START Provided data

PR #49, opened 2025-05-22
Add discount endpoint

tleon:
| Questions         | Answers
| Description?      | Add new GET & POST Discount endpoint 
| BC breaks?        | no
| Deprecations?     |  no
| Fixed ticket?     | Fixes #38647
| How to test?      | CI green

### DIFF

END Provided data
START Provided data

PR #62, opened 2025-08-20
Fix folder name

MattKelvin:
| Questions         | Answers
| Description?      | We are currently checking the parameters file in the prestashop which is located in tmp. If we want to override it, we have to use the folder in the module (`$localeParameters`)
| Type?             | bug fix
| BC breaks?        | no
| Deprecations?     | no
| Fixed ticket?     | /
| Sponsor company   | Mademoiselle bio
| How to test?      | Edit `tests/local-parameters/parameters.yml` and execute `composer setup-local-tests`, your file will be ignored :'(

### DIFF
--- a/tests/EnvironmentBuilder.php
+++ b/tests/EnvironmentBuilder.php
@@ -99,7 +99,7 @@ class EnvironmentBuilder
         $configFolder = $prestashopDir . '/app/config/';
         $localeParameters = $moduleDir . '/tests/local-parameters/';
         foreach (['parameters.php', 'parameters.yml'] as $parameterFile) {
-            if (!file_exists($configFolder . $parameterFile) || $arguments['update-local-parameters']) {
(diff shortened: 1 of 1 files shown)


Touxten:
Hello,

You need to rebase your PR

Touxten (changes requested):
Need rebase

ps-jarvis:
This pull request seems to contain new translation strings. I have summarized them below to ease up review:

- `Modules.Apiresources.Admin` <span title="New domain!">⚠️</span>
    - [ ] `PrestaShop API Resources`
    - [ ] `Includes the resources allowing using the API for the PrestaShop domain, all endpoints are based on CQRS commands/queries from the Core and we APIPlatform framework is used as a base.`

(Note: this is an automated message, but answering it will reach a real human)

END Provided data
START Provided data

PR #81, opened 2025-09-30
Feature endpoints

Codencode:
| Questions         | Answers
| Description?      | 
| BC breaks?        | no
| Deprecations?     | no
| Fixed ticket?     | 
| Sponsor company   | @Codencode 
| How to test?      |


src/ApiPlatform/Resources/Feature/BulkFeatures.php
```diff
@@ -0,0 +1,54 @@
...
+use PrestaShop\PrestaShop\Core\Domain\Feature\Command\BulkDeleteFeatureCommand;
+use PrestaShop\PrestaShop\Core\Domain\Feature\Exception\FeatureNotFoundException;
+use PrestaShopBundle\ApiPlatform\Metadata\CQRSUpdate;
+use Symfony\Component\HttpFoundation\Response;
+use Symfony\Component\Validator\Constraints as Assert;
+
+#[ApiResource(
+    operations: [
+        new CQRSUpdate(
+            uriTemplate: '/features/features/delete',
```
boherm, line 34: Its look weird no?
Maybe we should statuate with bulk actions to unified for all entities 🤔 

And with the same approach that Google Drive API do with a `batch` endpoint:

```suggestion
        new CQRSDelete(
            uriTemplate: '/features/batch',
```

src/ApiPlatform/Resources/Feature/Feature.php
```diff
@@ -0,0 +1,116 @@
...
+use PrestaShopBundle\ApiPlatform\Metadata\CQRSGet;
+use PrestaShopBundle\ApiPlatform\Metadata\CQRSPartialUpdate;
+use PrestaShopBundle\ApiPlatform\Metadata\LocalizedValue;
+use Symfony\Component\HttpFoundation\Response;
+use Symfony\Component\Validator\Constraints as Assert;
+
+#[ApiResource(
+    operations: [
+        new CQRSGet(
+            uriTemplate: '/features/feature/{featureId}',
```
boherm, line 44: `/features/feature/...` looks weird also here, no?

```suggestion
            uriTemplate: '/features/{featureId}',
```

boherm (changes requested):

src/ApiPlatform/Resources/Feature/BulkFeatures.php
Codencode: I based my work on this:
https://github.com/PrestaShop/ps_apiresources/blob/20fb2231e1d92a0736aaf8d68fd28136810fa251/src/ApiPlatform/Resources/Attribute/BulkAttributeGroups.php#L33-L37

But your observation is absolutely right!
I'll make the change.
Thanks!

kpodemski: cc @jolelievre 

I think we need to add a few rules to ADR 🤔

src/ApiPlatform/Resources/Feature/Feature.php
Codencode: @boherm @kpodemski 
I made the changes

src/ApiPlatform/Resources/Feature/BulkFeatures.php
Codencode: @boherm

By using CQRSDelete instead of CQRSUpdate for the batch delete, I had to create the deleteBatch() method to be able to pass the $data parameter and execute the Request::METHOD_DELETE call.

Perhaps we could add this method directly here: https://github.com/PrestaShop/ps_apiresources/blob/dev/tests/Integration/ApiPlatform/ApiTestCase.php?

END Provided data

→ Task requirements
If the string "based" appears in a line of the data above, that line counts. State how many such lines there are and nothing more.

→ Task solution
2